_Task description_. Your response should contain each line of the data that includes "timestamps".

_Record set_.
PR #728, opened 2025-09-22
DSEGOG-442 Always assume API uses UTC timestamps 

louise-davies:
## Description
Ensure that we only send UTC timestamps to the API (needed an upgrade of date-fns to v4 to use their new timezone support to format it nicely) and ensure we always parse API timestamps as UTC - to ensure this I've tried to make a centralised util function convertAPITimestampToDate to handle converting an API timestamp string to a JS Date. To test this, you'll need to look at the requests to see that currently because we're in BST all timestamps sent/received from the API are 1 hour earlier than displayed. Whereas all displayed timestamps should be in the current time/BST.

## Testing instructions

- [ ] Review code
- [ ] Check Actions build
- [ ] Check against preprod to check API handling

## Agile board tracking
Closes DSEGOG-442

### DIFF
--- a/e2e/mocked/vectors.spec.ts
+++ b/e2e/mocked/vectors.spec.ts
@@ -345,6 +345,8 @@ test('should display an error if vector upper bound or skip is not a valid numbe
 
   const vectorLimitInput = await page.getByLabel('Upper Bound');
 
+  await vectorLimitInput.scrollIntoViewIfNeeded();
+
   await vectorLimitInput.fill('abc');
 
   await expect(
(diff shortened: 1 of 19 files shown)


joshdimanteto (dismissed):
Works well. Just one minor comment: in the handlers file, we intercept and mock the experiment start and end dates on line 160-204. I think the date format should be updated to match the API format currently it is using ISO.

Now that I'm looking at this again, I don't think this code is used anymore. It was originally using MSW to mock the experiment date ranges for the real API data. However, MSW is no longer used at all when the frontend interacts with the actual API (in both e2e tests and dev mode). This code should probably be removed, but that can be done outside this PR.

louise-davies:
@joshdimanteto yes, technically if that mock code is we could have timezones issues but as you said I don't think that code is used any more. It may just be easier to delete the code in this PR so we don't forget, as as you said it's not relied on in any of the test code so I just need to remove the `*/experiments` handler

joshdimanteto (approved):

==

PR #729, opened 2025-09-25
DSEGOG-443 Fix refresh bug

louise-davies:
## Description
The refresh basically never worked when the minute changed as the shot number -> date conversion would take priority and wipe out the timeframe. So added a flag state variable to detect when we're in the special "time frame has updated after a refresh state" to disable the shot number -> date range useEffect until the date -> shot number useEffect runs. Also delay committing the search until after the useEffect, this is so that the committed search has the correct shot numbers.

_Exercise solution_.
DSEGOG-442 Always assume API uses UTC timestamps 
Ensure that we only send UTC timestamps to the API (needed an upgrade of date-fns to v4 to use their new timezone support to format it nicely) and ensure we always parse API timestamps as UTC - to ensure this I've tried to make a centralised util function convertAPITimestampToDate to handle converting an API timestamp string to a JS Date. To test this, you'll need to look at the requests to see that currently because we're in BST all timestamps sent/received from the API are 1 hour earlier than displayed. Whereas all displayed timestamps should be in the current time/BST.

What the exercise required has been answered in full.